Dennoch war ich immer auch „gefangen“ in der Suche und in der Sehnsucht nach etwas, das ich nicht genau zu benennen wusste. Ich wollte Gott mehr „erleben“ und war unzufrieden mit der mangelnden Lebendigkeit meines Glaubens. Nach außen hatte ich das Leben eines jungen Christen aufgebaut und war im Kopf von der biblischen Botschaft überzeugt, in mein Herz aber konnte ich sie nicht aufnehmen. Als das erste Feuer der Begeisterung verglüht war, stand ich allein da, ohne eine tiefere Verbindung zum Glauben, die mich im Alltag trug und ohne andere Christen, die mir in der Schule den Rücken stärkten. Wenn es in meiner Altersstufe noch andere Christen gab, hielten sie sich gut bedeckt, denn ich habe niemanden kennengelernt, der seinen Glauben offen vertreten hätte. Während ich mir vor meiner Oberstufenzeit wenigstens im Religionsunterricht noch gelegentliche Grundsatzdiskussionen erlaubte und bereit war, Flagge zu zeigen, gewöhnte ich mir spätestens jetzt eine wahrhaft windschnittige Haltung an. Zwar hängte ich mein Fähnlein nicht wahllos nach jedem Wind, doch ich lernte auf meisterliche Art und Weise, meine Zeit in der Schule der Bedeutung und jeglichen Tiefganges zu berauben. Ich beschränkte mich auf Dinge wie gemeinsame Hobbys, Aktivitäten, die Spaß machten und alle interessierten, und wenn wir im Unterricht zu etwas Stellung nehmen sollten, so formulierte ich meine Position so vage und vorsichtig  wie kaum ein anderer, so dass eigentlich jeder mir zustimmen musste und ich keinesfalls irgendwelche Gefühle verletzte.
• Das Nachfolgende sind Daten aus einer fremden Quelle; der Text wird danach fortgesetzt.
PR #904, opened 2026-06-16
fix(cli): quiet third-party optimum logger noise in normal output

timenick:
## Summary

`optimum` emits informational WARNINGs that leak into normal CLI output and interleave with the rich progress spinner. The most visible:

```
No model type passed for the task image-to-text, that may be mapped to several loading classes (('AutoModelForVision2Seq', 'AutoModel')). Defaulting to AutoModelForVision2Seq to load the model.
```

It surfaces when inspecting `image-to-text` / vision-encoder-decoder models (e.g. `microsoft/trocr-base-printed`), mangling the live `⠧ Resolving …` spinner line.

## Fix

`configure_logging` now floors noisy third-party loggers (`optimum`) at `ERROR` in normal output; with `-v`/`-vv` they follow the CLI verbosity level, so the detail stays available on demand.

This is a logging-hygiene fix at the configuration boundary — it does **not** match message text and does **not** change how `optimum` is called.

## Notes

- **Pre-existing**, not from the recent task-detection work: verified at a pre-#878 commit with period-correct deps (`uv run`, not `--no-sync`) — still reproduces. `optimum>=2` has been pinned since the initial commit.
- Before: normal `winml inspect -m microsoft/trocr-base-printed` leaks the warning onto the spinner line.
- After: normal output is clean; `-v` still shows the notice.


src/winml/modelkit/utils/logging.py
```diff
@@ -82,6 +88,13 @@ def configure_logging(
     # the prior ``logging.basicConfig`` behavior, which never set a handler level.
     root.setLevel(log_level)
 
+    # Keep noisy third-party library chatter out of normal output. Their loggers float
+    # up to the CLI level only when the user opts into verbosity (-v/-vv); otherwise they
+    # are pinned at ERROR so library notices never leak into / interleave with output.
+    library_level = log_level if (verbosity > 0 or verbose) else logging.ERROR
```
DingmaomaoBJTU: **Suppression floor is `ERROR`, not `WARNING` — silences optimum warnings in default mode.**

The code pins noisy library loggers at `logging.ERROR` in default mode, which means `WARNING`-level messages from `optimum` are also swallowed in normal CLI use. The motivation in the PR description is INFO chatter (e.g. *"No model type passed for the task …"*), but `ERROR` goes further. A genuine optimum `WARNING` (e.g. a deprecated API, unsupported quantisation combination) would silently disappear for the user.

Consider using `logging.WARNING` as the default floor so only INFO and below are suppressed:

```python
library_level = log_level if (verbosity > 0 or verbose) else logging.WARNING
```

DingmaomaoBJTU: **`or verbose` in the condition is dead code after the backward-compat transform.**

By line 94, lines 66-67 have already set `verbosity = int(verbose)` when `verbose=True and verbosity==0`, so `verbosity > 0` already covers every `verbose=True` case. The `or verbose` branch can never fire on its own at this point — not a bug, but it misleads future readers into thinking `verbose` still has independent effect here. Consider simplifying to just `verbosity > 0`.

tests/unit/utils/test_logging.py
```diff
@@ -0,0 +1,39 @@
...
+from winml.modelkit.utils.logging import configure_logging
+
+
+@pytest.fixture(autouse=True)
+def _restore_optimum_level():
+    """configure_logging mutates global logger state; restore it after each test."""
+    logger = logging.getLogger("optimum")
+    before = logger.level
+    yield
+    logger.setLevel(before)
```
DingmaomaoBJTU: **Fixture only restores the `optimum` logger — root logger level leaks between tests.**

`configure_logging` mutates `logging.getLogger().level` (the root logger) on every call, but `_restore_optimum_level` only saves/restores the `optimum` child logger. A test that calls `configure_logging(verbosity=2)` leaves the root logger at DEBUG, which can affect subsequent tests that rely on root-logger default state.

```python
@pytest.fixture(autouse=True)
def _restore_optimum_level():
    root = logging.getLogger()
    root_before = root.level
    logger = logging.getLogger("optimum")
    before = logger.level
    yield
    root.setLevel(root_before)
    logger.setLevel(before)
```

DingmaomaoBJTU (commented):
Overall the change is clean and well-motivated. Three findings worth addressing before merge:

src/winml/modelkit/utils/logging.py
timenick: Good catch that `ERROR` is broader than `WARNING` — but I chose it deliberately, and a `WARNING` floor wouldn't actually fix the reported noise:

1. **The target message *is* a `WARNING`.** `"No model type passed for the task …"` is emitted via `logger.warning(...)` on `optimum.exporters.tasks`. A floor of `WARNING` still lets `WARNING`-level records through (`30 >= 30`), so the noise would keep printing in default mode. I verified this empirically — only a floor *above* WARNING (i.e. `ERROR`) suppresses it. So `else logging.WARNING` would be a no-op for the exact case this PR targets.
2. **Genuine optimum warnings aren't lost — they're gated behind verbosity.** The floor is verbosity-conditional: at `-v`/`-vv` it drops to the CLI level, so every optimum `WARNING` (deprecations, quant combos, …) reappears. The intent is that `optimum` is internal plumbing whose warnings are noise to a CLI user by default; anything that genuinely matters should be surfaced through WinML's own logger. `-v` is the escape hatch — nothing is permanently swallowed.

Happy to revisit if you think a specific optimum `WARNING` should be promoted to default visibility.

Generated with Claude Code

timenick: Fixed in `1b3f0e64` — simplified to just `verbosity > 0`. `verbose=True` is already folded into `verbosity` at lines 66–67, so the `or verbose` branch could never fire on its own. Thanks.

Generated with Claude Code

tests/unit/utils/test_logging.py
timenick: Fixed in `1b3f0e64` — the fixture now saves and restores the root logger level too, so a `configure_logging(verbosity=2)` call no longer leaks DEBUG into later tests:

```python
@pytest.fixture(autouse=True)
def _restore_logger_levels():
    root = logging.getLogger()
    optimum = logging.getLogger("optimum")
    root_before, optimum_before = root.level, optimum.level
    yield
    root.setLevel(root_before)
    optimum.setLevel(optimum_before)
```

Thanks for catching this.

Generated with Claude Code

src/winml/modelkit/utils/logging.py
```diff
@@ -82,6 +88,14 @@ def configure_logging(
     # the prior ``logging.basicConfig`` behavior, which never set a handler level.
     root.setLevel(log_level)
 
+    # Keep noisy third-party library chatter out of normal output. Their loggers float
+    # up to the CLI level only when the user opts into verbosity (-v/-vv); otherwise they
+    # are pinned at ERROR so library notices never leak into / interleave with output.
+    # (verbose=True is folded into verbosity above, so verbosity > 0 covers it.)
+    library_level = log_level if verbosity > 0 else logging.ERROR
```
DingmaomaoBJTU, line 95: **[Previous finding, still unresolved] Suppression floor is `ERROR`, not `WARNING` -- silences optimum WARNING-level messages in default mode.**

Findings 2 and 3 from the prior review were fixed in commit 1b3f0e64 -- thank you. This one was not.

The floor is still `logging.ERROR` (level 40), which swallows any WARNING (level 30) from `optimum` in default mode -- e.g. deprecation notices, unsupported quantisation flags, or model-type mismatches that the library classifies as warnings. The stated motivation is INFO chatter (level 20); pinning to ERROR goes two levels further and discards warnings too.

Suggested fix:
`python
# Floor at WARNING: suppress INFO noise, but let genuine library warnings through.
library_level = log_level if verbosity > 0 else logging.WARNING
`

The `_NOISY_LIBRARY_LOGGERS` module-level comment (line 40) also says 'floored at ERROR' and would need updating if the floor changes.

DingmaomaoBJTU (commented):
Follow-up review: two of the three previous findings are resolved. One warning-severity finding remains open.

DingmaomaoBJTU (approved):

Issue #284, opened 2026-04-09
[Task] keypoint-detection model support


DingmaomaoBJTU:
## Overview

Keypoint detection (a.k.a. human pose estimation) models predict the locations of anatomical landmarks — joints, facial landmarks, hand keypoints — on people in images or video frames. This enables downstream reasoning about body posture, gesture, and movement.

So verlor ich nach und nach meine Überzeugungen, während gleichzeitig von kühler Vernunft geschürte Zweifel wuchsen und ich irgendwann nicht mehr daran glaubte, dass es in meinem Leben einen Gott gibt.

Windschatten suchen

Veränderung brachte eine Jugendfreizeit. Hatte ich vorher immer mein Herz für alles verschlossen, was ich in der Gemeinde hörte, konnte ich dort plötzlich wieder offen dem Lobpreis und den Inputs begegnen. In einem Workshop zum Thema „auf Gott hören“ sprach Gott dann ganz deutlich durch mehrere Bibelworte und Bilder direkt in mein Leben hinein. Ich hatte kaum eine andere Wahl, als mich neu in seine Hände zu geben. Doch damit war der Kampf nicht ausgestanden, denn mein wiedergefundener Glaube war sehr fragil und unsicher. Ich brauchte etwas, durch das ich eine Beziehung zu Jesus aufbauen, sie stärken und festigen konnte. Gleichzeitig wusste ich, dass ich nicht die Kraft und genug  Überzeugung hatte, dieses „Etwas“ aktiv zu suchen, solange ich in der täglichen Umgebung meines gewohnten Lebens war. Deshalb entschied ich mich, nach der Schule ein Jahr Auszeit zu nehmen, das ich ganz meiner Beziehung zu Gott widmen wollte, und in dem ich lernen konnte, meinen Glauben in den Alltag und in die Tiefen meines Lebens zu integrieren.

Gegen den Wind segeln lernen

Den Raum dafür fand ich sehr schnell bei der OJC. Von Anfang an spürte ich, dass es hier nicht zuerst um die Leistung geht, sondern um den Menschen und dass unsere persönliche Entwicklung wichtiger ist als die Arbeit. Viele der Narben, die mein jahrelanges Ringen mit dem und um den Glauben hinterlassen hatten, kamen hier erst zum Vorschein und an vielen Dingen arbeite ich noch. So fällt es mir nach wie vor schwer, eine klare Position zu beziehen und mich nicht vor Entscheidungen zu drücken. Der gemeinsame OJC-Tagesrhythmus half mir dabei, die Einbindung meines Glaubens in den Alltag zu trainieren. Die vielen Angebote rund um Stille Zeit, Bibelarbeiten, Mentorengespräche und WG-Abende waren für mich zudem eine sehr gute Möglichkeit, Neues zu erfahren, mich selbst besser kennenzulernen, meine Beziehung zu Jesus zu vertiefen und Ihm vertrauen zu lernen. Das Jahr neigt sich bereits dem Ende zu und ich blicke, anders als vor anderthalb Jahren, mit Zuversicht auf das Studium und die Zeit danach. Ich weiß jetzt, dass ich den kommenden Herausforderungen und Widerständen gemeinsam mit Jesus entgegentreten kann.